PR #1758, opened 2022-10-28
Fix enter key issue on Google

stefansundin:
When you use the autocomplete feature on the Google login page, using the enter key would trigger a form submit before the username is filled in and you would get the error `Enter an email or phone number`. The effect is a bit jarring.

`stopPropagation` needs to be called as well since Google probably has a key listener above the input element. I added a call to `stopImmediatePropagation` as well for good measure.

It would make sense to put this new `cancelEvent` helper function somewhere else since I think it should probably be used in other places where `preventDefault` is called.

### DIFF
--- a/keepassxc-browser/content/autocomplete.js
+++ b/keepassxc-browser/content/autocomplete.js
@@ -2,6 +2,12 @@
 
 const MAX_AUTOCOMPLETE_NAME_LEN = 50;
 
+function cancelEvent(e) {
+    e.preventDefault();
+    e.stopPropagation();
+    e.stopImmediatePropagation();
+}
+
 class Autocomplete {
     constructor() {
         this.afterFillSort = SORT_BY_MATCHING_CREDENTIALS_SETTING;
@@ -177,7 +183,7 @@ class Autocomplete {
 
         const inputField = e.target;
         if (e.key === 'ArrowDown') {
-            e.preventDefault();
+            cancelEvent(e);
             // If the list is not visible, show it
             if (!this.input) {
                 await this.showList(inputField);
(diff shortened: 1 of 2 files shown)


keepassxc-browser/content/autocomplete.js
```diff
@@ -193,18 +199,14 @@ class Autocomplete {
...
         } else if (e.key === 'ArrowUp' && this.list) {
-            e.preventDefault();
+            cancelEvent(e);
             const items = this.getAllItems();
             this.index = (this.index > 0 ? this.index : items.length) - 1;
             this.selectItem();
         } else if (e.key === 'Enter' && this.input) {
-            if (inputField.value === '') {
-                e.preventDefault();
-            }
```
stefansundin, line 203: I don't think this is necessary anymore. Not sure what the purpose was actually. We check below if an item is selected and if so we call `preventDefault`. I don't think we have to do it when an item isn't selected.

varjolintu: If I remember correctly, this prevented the submit when Autocomplete Menu was active and enter was pressed, but the field was still empty. Maybe. Remember to comment your code people.. :)

varjolintu:
Works great.

The only think I noticed is that now the menu has radius at the bottom before the footer.
Screenshot 2022-11-02 at 22 24 09

varjolintu:
You're correct. The latest commit fixes it.

varjolintu (approved):

keepassxc-browser/css/autocomplete.css
```diff
@@ -2,6 +2,11 @@
     display: none;
     z-index: 2147483646;
     position: absolute !important;
+    background-color: #ddd;
+    border: 1px solid rgba(0,0,0,.125);
```
varjolintu, line 6: I just noticed that this shouldn't be here. Now it adds an extra border to the whole Autocomplete Menu instead of the footer. My bad for not seeing it earlier.

PR #108, opened 2022-04-28
docs: mention default intervals

chriswk:
It's currently not obvious from the documentation if they should call `WithInterval`/`WithMetricsInterval` or if the default values are appropriate for the consumer. Mentioning these defaults should make this a bit more straightforward.

This is the work of @costela, but I managed to merge it to master instead of v3, this just moves the commit


FredrikOseberg (approved):
LGTM

PR #116, opened 2022-07-06
Feat/global segments

### LINKED ISSUE #115: Implement Global Segments

Just a feature that needs to be implemented - Global Segments. Unleash v4.13 supports enhanced responses for global segments, it would be great if this SDK can make use of this.

### Background

Segments are effectively a way for Unleash users to define a list of constraints in such a way that makes them reusable across toggles without manually copying the constraint across to another toggle. Segments have two modes of operation, from the SDK's perspective, the inline mode will have no impact, segments will be remapped on the server side into constraints on the toggle information, no changes need to be . The second mode, global segments, requires that the SDK both opt in and handle the response differently. The handling should effectively result in unpacking the segments referenced in the feature strategies into a set of constraints. The changes required are described below.

### Solution suggestions

**Control Header**

The SDK needs to pass up a `Unleash-Client-Spec` header with a semver value greater or equal to `4.2.0`  (i.e. be greater or equal to the version of the [unleash client spec tests](https://github.com/Unleash/client-specification) where global segments are described) when hitting the get toggles endpoint on the Unleash server. This will enable the Unleash server to respond with the enhanced format

Example of the difference between enhanced and standard format:

**Standard Format (default)**

```
{
   "version": 2,
   "features": [  
       {
           "strategies": [
               {
                   "name": "flexibleRollout",
                   "constraints": [
                       {
                           "values": [
                               "31"
                           ],
                           "inverted": false,
                           "operator": "IN",
                           "contextName": "appName",
                           "caseInsensitive": false
                       }
                   ],          
                   "parameters": {
                       "groupId": "Test1",
                       "rollout": "100",
                       "stickiness": "default"
                   }
               }
           ],
           "name": "Test1"
       },
       {
           "strategies": [
               {
                   "name": "flexibleRollout",
                   "constraints": [
                       {
                           "values": [
                               "31"
                           ],
                           "inverted": false,
                           "operator": "IN",
                           "contextName": "appName",
                           "caseInsensitive": false
                       }
                   ],          
                   "parameters": {
                       "groupId": "Test2",
                       "rollout": "100",
                       "stickiness": "default"
                   }
               }
           ],
           "name": "Test2"
       }    
   ],
   "query": {
       "environment": "default"
   }
}

```

***Enhanced Format (requires opt in)***
 
```
{
   "version": 2,
   "features": [   
       {
           "strategies": [
               {
                   "name": "flexibleRollout",
                   "constraints": [],
                   "parameters": {
                       "groupId": "Test1",
                       "rollout": "100",
                       "stickiness": "default"
                   },
                   "segments": [
                       1
                   ]
               }
           ],
           "name": "Test1"
       },
       {
           "strategies": [
               {
                   "name": "flexibleRollout",
                   "constraints": [],
                   "parameters": {
                       "groupId": "Test2",
                       "rollout": "100",
                       "stickiness": "default"
                   },
                   "segments": [
                       1
                   ]
               }
           ],
           "name": "Test2"
       }     
   ],
   "query": {
       "environment": "default"
   },
   "segments": [
       {
           "id": 1,           
           "constraints": [
               {
                   "values": [
                       "31"
                   ],
                   "inverted": false,
                   "operator": "IN",
                   "contextName": "appName",
                   "caseInsensitive": false
               }
           ]           
       }
   ]
}
```
The relevant changes between the two formats are that in the enhanced format the segments are defined once as a global list and referenced within the strategy on the toggle by its ID. What's important to note is that the two above packets should be 
handled identically, they reference the same toggle state.

**Considerations**

- Global segments are intended to handle large datasets, how large has not been formally specified yet but expectations are around 1 000 to 10 000 segments across 1 000 toggles. As a result, time and space complexity of the implementations needs to be considered. 
- In the case of global segments, if the mapping from segment id to segment is incomplete i.e. a segment id is referenced in a toggle strategy that doesn’t map back to the global segments list, then the toggle should be evaluated to false. This is enforced through one of the client specification tests in v4.2.0 of the client spec
- A reference implementation is provided in node JS: https://github.com/Unleash/unleash-client-node/pull/329 (note that this doesn't include the header, that can be seen here: https://github.com/Unleash/unleash-client-node/pull/335)

FredrikOseberg:
This PR will implement global segments as a part of performance optimizations related to segment use. This will ensure that segments are sent as part of the payload from the client API, parsed correctly into a map on the SDK side and combined with the regular strategy constraints.

Fixes #115

### DIFF
--- a/repository.go
+++ b/repository.go
@@ -12,6 +12,7 @@ import (
 	"github.com/Unleash/unleash-client-go/v3/api"
 )
 
+var SEGMENT_CLIENT_SPEC_VERSION = "4.2.0"
 type repository struct {
 	repositoryChannels
 	sync.RWMutex
@@ -95,6 +96,9 @@ func (r *repository) fetch() error {
 	req.Header.Add("UNLEASH-APPNAME", r.options.appName)
 	req.Header.Add("UNLEASH-INSTANCEID", r.options.instanceId)
 	req.Header.Add("User-Agent", r.options.appName)
+	// Needs to reference a version of the client specifications that include
+	// global segments
+	req.Header.Add("Unleash-Client-Spec", SEGMENT_CLIENT_SPEC_VERSION)
 
 	for k, v := range r.options.customHeaders {
 		req.Header[k] = v
@@ -153,16 +157,18 @@ func (r *repository) getToggle(key string) *api.Feature {
 	return nil
 }
 
-func (r *repository) resolveSegmentConstraints(toggleName string) []api.Constraint {
-	toggle := r.getToggle(toggleName);
+func (r *repository) resolveSegmentConstraints(strategy api.Strategy) (error, []api.Constraint) {
 	segmentConstraints := []api.Constraint{}
 
-	for _, segmentId := range toggle.Segments {
-		resolvedConstraints := r.segments[segmentId];
-		segmentConstraints = append(segmentConstraints, resolvedConstraints...)
+	for _, segmentId := range strategy.Segments {
+		if resolvedConstraints, ok := r.segments[segmentId]; ok {
+			segmentConstraints = append(segmentConstraints, resolvedConstraints...)
+		} else {
+			return fmt.Errorf("segment does not exists"), segmentConstraints
+		}
 	}
 
-	return segmentConstraints;
+	return nil, segmentConstraints;
 }
 
 func (r *repository) list() []api.Feature {
--- a/repository.go
+++ b/repository.go
@@ -13,6 +13,7 @@ import (
 )
 
 var SEGMENT_CLIENT_SPEC_VERSION = "4.2.0"
+
 type repository struct {
 	repositoryChannels
 	sync.RWMutex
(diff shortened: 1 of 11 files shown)


repository.go
```diff
@@ -150,6 +158,20 @@ func (r *repository) getToggle(key string) *api.Feature {
...
 }
 
+func (r *repository) resolveSegmentConstraints(strategy api.Strategy) ([]api.Constraint, error) {
+	segmentConstraints := []api.Constraint{}
+
+	for _, segmentId := range strategy.Segments {
+		if resolvedConstraints, ok := r.segments[segmentId]; ok {
+			segmentConstraints = append(segmentConstraints, resolvedConstraints...)
+		} else {
+			return segmentConstraints, fmt.Errorf("segment does not exists")
```
sighphyre:
```suggestion
			return segmentConstraints, fmt.Errorf("segment does not exist")
```

sighphyre (approved):
Looks good to me! I've left a text change comment, aside from that, this is great!

Just a quick double check because my Golang isn't strong - this should still parse responses from the API when the segments property isn't set?

Edit: Just saw this work with empty responses, great!

FredrikOseberg:
> Looks good to me! I've left a text change comment, aside from that, this is great!
> 
> Just a quick double check because my Golang isn't strong - this should still parse responses from the API when the segments property isn't set?
> 
> Edit: Just saw this work with empty responses, great!

I added a test for testing the old response with the new interface: 

https://github.com/Unleash/unleash-client-go/pull/116/commits/243af78842d9e22720a27e512ab779cc2a879e20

*Required action*. All lines of the records containing "empty" should be shown.

*The completed task*.
varjolintu: If I remember correctly, this prevented the submit when Autocomplete Menu was active and enter was pressed, but the field was still empty. Maybe. Remember to comment your code people.. :)
Edit: Just saw this work with empty responses, great!
> Edit: Just saw this work with empty responses, great!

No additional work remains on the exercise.